WHAT THE TASK REQUIRES ::
Below are the data; count the lines with the string "adobe" in them and give that number only.

Collected data entries ::
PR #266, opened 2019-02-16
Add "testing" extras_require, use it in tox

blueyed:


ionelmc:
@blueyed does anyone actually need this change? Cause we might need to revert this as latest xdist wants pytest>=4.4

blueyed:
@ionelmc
==
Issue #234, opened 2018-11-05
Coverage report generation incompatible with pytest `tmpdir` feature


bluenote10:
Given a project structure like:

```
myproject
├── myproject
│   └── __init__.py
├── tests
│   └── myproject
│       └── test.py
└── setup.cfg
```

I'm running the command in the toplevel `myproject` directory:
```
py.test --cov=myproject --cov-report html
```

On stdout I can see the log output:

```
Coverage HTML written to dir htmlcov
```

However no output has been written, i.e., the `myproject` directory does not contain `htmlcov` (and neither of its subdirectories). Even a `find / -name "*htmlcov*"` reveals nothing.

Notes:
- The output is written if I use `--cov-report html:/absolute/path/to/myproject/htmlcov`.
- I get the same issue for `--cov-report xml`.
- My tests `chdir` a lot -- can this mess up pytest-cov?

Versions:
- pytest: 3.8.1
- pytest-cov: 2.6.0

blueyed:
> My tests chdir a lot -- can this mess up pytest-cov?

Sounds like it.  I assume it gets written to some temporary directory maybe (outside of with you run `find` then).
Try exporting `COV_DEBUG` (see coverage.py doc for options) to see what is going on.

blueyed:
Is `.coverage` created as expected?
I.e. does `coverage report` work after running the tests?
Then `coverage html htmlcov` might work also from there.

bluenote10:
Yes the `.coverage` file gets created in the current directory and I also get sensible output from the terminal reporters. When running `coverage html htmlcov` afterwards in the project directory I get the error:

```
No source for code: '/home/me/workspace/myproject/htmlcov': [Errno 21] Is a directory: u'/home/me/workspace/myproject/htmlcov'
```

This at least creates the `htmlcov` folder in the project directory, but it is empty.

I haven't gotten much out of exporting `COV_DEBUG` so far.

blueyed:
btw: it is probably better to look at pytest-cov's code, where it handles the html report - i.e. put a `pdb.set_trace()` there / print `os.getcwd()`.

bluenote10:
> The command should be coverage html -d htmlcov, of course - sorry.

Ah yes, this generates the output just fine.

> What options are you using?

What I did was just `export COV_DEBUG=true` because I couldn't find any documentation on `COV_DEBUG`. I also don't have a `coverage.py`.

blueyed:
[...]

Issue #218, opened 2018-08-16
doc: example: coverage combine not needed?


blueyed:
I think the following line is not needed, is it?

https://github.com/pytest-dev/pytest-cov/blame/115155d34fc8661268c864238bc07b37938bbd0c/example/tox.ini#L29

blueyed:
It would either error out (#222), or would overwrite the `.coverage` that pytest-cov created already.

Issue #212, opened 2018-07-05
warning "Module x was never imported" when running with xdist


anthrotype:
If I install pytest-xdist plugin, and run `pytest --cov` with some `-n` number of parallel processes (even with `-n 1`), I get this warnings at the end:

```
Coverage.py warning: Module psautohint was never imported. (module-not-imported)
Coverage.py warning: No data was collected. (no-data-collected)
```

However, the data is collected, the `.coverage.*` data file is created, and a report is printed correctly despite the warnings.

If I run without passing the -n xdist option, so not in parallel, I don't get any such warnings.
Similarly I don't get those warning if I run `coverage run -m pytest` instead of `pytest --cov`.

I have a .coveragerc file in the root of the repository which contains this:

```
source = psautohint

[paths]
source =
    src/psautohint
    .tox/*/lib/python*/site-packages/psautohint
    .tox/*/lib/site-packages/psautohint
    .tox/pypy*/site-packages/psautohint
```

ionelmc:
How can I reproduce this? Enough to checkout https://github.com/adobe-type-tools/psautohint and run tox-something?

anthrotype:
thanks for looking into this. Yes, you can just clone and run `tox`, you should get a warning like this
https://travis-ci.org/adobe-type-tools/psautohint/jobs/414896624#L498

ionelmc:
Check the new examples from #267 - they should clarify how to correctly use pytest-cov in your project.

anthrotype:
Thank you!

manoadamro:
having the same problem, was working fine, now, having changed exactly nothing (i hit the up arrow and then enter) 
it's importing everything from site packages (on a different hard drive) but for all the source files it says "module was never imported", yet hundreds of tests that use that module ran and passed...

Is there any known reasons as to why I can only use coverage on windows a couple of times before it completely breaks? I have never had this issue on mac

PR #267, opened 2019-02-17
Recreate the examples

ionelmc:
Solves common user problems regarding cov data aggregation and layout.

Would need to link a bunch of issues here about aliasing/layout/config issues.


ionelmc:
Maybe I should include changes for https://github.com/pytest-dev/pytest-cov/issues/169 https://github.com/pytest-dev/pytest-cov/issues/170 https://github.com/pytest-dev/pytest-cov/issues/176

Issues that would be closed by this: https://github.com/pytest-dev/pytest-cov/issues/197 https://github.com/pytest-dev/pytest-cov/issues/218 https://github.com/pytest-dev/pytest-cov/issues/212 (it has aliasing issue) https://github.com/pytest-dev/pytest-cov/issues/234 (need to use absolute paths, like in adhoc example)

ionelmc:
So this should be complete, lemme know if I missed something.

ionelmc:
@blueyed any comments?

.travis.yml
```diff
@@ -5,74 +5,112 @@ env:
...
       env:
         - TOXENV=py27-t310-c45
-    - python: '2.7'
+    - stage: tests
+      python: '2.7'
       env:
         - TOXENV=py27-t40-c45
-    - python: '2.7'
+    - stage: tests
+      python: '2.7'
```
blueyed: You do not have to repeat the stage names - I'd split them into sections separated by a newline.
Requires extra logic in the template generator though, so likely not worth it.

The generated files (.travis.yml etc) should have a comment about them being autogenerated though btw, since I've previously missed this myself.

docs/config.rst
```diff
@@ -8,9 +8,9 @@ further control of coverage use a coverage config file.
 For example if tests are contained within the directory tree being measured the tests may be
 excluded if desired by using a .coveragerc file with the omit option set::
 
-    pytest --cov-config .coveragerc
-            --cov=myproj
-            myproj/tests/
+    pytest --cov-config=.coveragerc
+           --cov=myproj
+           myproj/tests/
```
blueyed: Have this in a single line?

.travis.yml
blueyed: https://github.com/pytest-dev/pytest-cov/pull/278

OUTPUT OF THE TASK ::
2